Stored items:
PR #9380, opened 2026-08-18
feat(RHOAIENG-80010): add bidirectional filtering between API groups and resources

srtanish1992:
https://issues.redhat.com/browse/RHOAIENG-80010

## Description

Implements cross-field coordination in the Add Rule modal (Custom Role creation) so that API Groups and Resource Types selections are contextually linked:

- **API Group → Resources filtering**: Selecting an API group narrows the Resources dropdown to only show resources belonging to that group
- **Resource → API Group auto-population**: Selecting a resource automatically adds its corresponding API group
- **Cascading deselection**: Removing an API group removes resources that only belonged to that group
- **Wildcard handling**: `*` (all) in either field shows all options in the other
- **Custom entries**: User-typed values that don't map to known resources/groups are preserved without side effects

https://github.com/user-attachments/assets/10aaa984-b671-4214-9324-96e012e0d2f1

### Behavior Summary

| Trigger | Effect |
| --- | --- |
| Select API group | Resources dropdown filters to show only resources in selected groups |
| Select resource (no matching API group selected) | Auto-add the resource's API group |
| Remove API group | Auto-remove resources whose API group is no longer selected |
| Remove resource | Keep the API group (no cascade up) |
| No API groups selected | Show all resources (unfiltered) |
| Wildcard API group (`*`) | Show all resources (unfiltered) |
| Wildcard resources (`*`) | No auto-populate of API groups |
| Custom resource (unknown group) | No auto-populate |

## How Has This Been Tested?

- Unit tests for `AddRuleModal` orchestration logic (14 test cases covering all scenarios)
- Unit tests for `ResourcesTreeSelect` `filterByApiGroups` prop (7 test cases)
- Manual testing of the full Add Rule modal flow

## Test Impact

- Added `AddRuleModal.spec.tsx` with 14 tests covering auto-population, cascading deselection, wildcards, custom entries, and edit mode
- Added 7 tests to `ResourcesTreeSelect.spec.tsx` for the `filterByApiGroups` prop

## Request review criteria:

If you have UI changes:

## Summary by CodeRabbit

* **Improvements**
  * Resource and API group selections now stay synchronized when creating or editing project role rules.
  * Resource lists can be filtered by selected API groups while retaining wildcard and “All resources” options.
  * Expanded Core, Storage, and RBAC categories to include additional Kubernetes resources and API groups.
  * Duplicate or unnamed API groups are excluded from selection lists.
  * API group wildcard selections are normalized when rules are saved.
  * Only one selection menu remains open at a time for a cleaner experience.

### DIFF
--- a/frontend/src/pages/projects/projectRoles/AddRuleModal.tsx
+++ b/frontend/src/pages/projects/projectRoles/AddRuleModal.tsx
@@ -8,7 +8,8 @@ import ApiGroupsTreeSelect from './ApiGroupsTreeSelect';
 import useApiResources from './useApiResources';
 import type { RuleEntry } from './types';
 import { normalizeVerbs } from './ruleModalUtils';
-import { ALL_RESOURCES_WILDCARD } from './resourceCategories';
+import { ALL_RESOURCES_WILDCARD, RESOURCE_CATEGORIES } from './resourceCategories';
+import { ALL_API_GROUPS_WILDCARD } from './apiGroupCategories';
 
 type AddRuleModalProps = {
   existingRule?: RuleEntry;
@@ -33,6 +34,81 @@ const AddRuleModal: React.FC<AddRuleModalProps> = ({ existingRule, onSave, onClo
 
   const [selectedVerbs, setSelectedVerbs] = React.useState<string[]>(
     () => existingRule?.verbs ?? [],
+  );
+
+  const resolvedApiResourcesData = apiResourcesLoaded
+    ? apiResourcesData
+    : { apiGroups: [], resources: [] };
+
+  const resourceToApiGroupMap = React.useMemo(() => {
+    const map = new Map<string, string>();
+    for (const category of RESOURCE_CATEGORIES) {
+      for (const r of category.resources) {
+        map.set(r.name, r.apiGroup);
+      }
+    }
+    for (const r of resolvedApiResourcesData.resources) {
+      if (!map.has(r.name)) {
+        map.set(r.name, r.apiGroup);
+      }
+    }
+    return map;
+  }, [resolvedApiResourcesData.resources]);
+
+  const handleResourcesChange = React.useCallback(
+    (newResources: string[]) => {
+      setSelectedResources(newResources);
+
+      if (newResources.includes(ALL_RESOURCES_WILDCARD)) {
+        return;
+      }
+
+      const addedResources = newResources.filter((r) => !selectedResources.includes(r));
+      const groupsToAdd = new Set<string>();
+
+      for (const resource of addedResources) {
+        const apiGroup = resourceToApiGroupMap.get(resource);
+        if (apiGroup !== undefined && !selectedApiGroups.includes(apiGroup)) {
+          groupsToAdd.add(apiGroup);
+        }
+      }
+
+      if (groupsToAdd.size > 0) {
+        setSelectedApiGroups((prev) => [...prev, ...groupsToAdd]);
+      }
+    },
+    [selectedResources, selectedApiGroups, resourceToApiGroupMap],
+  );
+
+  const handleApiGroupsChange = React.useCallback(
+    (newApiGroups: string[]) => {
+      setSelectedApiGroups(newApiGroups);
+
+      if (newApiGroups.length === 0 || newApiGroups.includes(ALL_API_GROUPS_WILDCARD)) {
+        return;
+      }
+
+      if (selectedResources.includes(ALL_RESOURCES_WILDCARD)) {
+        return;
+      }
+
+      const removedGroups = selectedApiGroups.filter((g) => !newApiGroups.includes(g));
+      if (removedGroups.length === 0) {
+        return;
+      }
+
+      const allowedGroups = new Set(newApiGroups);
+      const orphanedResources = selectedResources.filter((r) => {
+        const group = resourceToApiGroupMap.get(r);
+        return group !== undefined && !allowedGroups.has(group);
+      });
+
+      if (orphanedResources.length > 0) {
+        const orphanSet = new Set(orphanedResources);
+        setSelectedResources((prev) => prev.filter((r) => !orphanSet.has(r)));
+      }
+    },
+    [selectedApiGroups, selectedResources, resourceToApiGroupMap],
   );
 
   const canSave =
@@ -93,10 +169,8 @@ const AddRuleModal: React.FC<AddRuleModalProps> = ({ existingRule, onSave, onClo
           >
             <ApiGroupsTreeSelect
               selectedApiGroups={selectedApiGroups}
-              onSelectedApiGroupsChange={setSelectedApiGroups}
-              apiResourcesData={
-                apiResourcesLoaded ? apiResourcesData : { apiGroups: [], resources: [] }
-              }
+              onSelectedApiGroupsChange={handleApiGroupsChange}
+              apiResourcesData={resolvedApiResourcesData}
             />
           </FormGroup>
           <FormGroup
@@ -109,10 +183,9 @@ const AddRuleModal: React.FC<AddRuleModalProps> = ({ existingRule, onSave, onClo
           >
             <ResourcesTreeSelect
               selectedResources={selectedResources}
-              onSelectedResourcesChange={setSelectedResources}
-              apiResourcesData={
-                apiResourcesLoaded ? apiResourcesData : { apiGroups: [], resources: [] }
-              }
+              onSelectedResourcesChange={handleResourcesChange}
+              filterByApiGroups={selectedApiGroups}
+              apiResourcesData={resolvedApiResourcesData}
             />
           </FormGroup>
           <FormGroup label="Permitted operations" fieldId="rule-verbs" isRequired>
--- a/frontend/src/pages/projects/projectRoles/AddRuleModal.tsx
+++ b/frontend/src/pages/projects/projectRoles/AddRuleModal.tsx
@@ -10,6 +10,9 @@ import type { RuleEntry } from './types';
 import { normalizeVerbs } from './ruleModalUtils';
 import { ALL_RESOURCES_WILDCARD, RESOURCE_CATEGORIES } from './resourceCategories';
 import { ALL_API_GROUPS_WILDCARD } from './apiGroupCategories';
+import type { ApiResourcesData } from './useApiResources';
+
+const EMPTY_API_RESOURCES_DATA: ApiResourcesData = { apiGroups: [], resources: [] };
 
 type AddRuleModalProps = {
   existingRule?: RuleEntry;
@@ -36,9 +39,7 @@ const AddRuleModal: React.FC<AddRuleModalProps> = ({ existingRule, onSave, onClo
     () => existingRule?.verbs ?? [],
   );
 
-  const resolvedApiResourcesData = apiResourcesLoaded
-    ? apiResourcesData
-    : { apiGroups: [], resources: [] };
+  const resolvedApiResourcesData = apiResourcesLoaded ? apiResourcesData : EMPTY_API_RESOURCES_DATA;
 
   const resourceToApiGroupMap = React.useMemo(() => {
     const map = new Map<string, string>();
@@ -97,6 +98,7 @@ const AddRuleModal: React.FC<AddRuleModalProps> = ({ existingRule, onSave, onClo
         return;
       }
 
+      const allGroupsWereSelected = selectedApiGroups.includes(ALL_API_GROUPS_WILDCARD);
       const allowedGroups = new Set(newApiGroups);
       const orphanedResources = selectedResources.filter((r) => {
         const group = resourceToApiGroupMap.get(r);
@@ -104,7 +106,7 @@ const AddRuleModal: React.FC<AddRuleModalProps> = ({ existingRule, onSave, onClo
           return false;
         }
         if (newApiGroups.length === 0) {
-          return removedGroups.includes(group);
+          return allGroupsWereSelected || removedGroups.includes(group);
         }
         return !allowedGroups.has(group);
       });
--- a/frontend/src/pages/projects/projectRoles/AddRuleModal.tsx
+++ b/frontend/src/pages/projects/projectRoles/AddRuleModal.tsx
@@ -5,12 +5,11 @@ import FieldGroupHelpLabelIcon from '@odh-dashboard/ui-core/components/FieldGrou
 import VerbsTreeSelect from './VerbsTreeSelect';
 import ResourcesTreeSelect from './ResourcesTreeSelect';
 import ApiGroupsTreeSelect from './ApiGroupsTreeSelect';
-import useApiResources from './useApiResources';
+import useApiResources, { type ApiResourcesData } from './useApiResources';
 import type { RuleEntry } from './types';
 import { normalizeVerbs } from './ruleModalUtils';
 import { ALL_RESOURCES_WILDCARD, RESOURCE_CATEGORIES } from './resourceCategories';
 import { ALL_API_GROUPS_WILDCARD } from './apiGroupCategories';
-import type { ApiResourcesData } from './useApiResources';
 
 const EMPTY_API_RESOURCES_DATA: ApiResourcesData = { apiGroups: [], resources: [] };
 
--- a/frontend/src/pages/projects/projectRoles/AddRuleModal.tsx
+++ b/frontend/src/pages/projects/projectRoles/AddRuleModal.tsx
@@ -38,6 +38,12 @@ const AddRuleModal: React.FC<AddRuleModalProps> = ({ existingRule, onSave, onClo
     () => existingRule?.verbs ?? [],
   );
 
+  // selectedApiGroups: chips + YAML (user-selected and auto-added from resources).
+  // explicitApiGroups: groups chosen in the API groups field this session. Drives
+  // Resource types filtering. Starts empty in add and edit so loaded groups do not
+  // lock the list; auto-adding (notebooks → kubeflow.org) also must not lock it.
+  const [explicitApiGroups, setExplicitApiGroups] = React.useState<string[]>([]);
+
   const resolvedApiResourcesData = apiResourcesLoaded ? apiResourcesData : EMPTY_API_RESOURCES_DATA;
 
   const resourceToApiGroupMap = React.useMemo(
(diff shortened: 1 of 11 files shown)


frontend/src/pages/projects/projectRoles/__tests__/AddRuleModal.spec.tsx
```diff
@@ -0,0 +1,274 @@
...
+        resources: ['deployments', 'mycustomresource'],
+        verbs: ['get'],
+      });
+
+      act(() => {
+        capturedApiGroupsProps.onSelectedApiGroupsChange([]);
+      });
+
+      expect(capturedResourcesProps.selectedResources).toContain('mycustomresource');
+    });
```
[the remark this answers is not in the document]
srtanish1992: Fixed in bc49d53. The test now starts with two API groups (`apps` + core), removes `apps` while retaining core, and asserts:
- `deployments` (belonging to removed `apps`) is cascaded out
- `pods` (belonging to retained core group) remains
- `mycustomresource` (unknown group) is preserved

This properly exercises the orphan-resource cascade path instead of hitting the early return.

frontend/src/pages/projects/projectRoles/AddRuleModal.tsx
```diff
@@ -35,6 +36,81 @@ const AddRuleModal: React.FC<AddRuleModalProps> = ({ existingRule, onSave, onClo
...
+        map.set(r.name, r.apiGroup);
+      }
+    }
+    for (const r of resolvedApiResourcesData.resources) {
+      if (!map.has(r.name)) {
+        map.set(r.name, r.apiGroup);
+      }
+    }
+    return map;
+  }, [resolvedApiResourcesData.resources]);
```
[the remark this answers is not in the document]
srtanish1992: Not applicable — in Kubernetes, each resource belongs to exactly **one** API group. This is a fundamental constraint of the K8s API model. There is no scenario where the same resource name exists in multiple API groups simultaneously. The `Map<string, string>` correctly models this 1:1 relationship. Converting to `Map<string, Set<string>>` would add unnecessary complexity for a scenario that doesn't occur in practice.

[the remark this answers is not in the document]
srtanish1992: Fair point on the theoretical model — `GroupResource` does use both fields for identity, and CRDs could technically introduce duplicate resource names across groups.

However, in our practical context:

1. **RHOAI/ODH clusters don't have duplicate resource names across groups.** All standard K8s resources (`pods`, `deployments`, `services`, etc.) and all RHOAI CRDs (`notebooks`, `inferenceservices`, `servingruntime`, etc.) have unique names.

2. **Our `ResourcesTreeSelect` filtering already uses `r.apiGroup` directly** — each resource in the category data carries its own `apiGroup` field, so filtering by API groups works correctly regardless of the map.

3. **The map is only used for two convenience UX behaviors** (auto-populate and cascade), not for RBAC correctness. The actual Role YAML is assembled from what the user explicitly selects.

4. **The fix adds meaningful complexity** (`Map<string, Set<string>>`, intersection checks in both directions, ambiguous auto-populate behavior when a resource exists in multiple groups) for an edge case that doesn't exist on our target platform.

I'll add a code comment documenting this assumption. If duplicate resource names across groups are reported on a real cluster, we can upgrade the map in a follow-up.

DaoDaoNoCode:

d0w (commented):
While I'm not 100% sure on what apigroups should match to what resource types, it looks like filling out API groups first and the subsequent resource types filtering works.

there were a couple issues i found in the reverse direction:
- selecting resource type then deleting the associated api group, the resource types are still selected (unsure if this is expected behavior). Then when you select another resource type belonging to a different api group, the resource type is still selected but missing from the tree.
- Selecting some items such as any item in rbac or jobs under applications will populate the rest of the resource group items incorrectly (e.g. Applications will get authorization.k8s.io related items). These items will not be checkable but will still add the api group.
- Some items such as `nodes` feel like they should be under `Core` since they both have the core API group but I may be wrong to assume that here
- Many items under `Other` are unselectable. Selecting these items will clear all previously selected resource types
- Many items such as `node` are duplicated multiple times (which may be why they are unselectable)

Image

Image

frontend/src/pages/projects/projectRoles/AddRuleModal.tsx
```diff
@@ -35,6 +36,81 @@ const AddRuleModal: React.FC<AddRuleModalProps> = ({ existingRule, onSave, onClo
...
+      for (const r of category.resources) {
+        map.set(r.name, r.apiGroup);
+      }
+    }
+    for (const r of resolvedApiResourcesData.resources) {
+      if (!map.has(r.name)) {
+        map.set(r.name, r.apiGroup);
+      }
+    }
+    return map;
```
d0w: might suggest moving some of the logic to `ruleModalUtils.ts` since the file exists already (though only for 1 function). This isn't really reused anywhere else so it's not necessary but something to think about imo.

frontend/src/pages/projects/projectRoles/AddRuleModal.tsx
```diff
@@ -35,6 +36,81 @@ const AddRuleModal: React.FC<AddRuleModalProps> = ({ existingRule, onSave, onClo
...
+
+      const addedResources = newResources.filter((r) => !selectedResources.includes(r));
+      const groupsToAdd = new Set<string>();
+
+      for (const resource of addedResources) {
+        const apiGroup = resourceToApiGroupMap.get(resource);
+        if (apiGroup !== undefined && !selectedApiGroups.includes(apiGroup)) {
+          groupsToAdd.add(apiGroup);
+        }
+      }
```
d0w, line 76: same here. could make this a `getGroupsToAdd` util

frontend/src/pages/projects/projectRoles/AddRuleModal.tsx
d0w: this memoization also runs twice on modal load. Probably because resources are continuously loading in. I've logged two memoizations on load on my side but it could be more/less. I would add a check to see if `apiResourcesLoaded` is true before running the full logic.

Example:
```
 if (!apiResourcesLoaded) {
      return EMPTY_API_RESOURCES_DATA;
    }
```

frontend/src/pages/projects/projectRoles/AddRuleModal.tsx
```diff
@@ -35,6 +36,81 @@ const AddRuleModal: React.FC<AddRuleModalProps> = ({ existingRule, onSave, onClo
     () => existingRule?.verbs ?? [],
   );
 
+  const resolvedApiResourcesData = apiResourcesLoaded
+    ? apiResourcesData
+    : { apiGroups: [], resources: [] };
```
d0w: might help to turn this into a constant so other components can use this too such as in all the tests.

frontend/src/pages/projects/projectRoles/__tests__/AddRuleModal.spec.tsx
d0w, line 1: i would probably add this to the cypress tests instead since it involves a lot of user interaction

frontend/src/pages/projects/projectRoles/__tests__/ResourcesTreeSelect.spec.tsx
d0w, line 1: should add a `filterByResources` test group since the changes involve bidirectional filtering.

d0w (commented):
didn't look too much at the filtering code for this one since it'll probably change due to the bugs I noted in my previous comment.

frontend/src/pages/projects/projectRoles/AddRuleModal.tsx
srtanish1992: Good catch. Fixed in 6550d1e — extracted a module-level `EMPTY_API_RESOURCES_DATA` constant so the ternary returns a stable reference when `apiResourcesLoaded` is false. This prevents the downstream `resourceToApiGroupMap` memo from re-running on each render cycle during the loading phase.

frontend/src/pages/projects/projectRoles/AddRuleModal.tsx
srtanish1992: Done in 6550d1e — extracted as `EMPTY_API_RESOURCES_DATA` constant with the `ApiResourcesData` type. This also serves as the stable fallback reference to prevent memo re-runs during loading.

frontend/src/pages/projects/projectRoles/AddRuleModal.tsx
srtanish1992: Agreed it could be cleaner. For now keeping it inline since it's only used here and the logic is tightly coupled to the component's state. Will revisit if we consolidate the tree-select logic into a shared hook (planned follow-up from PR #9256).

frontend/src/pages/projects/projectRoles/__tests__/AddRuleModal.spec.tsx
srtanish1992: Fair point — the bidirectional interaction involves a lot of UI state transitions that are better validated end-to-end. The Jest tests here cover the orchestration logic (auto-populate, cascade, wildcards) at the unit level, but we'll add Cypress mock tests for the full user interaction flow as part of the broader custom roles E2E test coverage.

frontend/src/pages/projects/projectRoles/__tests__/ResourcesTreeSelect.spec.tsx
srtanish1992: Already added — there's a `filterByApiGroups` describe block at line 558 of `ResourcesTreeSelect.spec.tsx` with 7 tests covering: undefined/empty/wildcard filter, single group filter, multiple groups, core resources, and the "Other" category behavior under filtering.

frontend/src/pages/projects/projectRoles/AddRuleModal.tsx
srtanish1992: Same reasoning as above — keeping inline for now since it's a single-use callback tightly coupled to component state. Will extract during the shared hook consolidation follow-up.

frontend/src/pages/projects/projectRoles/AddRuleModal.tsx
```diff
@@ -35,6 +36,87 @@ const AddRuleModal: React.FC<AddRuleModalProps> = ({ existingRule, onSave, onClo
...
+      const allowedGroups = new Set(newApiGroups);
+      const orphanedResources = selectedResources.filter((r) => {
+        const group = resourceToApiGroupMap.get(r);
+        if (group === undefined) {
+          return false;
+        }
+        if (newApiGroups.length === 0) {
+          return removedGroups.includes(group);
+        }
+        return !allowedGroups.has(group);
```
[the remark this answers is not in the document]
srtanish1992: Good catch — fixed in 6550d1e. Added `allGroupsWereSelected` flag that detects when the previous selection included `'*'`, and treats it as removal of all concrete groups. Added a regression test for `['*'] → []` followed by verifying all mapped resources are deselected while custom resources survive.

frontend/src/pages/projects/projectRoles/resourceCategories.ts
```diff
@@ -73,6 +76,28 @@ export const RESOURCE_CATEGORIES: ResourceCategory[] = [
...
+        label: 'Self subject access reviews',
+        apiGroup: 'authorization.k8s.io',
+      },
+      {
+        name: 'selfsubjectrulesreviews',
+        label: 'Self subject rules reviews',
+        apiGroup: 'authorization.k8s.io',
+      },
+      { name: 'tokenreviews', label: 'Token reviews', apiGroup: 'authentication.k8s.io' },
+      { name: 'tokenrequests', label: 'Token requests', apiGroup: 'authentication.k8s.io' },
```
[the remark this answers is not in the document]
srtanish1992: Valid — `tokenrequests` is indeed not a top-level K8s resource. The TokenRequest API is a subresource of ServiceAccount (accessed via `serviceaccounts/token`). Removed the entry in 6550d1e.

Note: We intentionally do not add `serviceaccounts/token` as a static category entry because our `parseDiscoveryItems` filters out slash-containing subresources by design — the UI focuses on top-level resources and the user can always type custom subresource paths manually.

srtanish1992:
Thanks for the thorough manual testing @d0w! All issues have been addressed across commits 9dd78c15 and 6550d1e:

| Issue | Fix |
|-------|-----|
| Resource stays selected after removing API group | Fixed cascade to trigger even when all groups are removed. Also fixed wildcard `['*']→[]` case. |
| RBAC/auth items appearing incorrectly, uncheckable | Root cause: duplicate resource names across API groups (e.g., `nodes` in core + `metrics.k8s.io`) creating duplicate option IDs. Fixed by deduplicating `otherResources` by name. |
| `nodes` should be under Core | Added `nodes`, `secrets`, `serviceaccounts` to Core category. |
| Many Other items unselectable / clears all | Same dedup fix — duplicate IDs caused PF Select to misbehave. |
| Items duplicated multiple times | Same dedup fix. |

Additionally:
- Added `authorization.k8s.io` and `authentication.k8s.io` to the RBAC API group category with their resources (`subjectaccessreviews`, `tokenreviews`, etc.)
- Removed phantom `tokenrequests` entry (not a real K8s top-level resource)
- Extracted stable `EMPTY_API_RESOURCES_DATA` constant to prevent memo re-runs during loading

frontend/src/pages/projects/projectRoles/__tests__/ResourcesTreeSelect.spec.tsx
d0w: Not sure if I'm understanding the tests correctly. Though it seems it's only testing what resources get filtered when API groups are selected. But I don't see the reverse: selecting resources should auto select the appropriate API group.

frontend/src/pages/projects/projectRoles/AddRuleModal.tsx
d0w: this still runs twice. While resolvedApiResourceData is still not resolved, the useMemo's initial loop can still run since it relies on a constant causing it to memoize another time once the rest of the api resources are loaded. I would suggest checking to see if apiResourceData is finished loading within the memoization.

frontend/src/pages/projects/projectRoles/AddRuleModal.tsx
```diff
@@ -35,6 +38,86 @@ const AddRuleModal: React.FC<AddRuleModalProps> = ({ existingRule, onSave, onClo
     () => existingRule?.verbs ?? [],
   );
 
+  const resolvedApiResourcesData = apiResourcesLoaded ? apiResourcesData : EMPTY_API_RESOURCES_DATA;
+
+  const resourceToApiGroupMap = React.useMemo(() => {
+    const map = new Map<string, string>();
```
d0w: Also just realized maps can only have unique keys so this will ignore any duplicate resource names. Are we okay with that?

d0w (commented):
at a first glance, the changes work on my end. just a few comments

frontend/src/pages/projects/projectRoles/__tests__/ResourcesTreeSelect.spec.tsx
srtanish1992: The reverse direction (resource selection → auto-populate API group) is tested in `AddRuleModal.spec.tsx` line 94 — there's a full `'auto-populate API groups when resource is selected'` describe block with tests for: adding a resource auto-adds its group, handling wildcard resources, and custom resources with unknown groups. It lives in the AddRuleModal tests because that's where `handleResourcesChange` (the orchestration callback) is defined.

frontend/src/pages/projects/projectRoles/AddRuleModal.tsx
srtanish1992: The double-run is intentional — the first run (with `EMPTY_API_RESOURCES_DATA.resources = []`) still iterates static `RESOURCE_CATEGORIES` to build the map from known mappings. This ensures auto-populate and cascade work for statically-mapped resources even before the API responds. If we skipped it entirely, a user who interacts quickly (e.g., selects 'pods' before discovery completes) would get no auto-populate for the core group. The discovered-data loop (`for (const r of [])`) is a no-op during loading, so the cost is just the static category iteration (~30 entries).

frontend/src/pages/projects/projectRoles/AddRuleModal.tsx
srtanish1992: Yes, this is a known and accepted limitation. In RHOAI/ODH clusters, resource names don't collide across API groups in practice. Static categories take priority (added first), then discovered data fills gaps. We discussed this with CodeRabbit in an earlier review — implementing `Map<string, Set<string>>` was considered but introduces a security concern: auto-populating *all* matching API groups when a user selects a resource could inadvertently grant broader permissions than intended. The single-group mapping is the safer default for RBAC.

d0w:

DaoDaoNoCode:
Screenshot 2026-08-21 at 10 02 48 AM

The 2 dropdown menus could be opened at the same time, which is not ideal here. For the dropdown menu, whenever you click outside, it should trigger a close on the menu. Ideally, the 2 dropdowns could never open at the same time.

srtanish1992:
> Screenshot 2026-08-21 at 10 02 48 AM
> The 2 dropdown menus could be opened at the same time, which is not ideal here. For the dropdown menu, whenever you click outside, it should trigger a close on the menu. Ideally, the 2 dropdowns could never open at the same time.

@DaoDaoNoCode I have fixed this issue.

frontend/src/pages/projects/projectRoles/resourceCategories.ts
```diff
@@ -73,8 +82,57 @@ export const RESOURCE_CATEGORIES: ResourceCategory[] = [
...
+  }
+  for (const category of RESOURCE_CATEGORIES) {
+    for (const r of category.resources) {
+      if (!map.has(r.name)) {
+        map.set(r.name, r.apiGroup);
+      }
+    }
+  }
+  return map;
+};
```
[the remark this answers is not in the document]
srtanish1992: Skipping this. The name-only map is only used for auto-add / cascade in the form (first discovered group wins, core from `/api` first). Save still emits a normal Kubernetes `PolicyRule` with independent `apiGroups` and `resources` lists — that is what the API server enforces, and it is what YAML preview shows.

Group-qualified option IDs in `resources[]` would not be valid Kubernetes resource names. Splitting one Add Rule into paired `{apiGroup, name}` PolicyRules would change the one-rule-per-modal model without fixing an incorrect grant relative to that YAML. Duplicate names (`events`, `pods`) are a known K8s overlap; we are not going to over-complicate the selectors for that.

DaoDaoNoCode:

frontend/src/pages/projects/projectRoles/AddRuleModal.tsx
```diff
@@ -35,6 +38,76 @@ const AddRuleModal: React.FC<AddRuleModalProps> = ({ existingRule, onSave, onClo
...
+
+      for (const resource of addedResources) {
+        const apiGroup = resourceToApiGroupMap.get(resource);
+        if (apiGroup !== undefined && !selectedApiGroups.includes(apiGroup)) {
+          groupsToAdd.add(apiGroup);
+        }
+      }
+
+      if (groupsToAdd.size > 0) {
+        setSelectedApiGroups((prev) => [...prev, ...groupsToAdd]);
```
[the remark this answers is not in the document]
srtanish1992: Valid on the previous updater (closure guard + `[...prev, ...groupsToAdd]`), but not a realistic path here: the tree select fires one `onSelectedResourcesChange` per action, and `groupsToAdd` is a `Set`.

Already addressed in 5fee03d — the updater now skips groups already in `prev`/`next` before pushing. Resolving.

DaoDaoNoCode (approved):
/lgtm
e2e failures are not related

Exercise requirements: Tell me how many lines of the records include the word "subresource", and say nothing else.

Task output: 2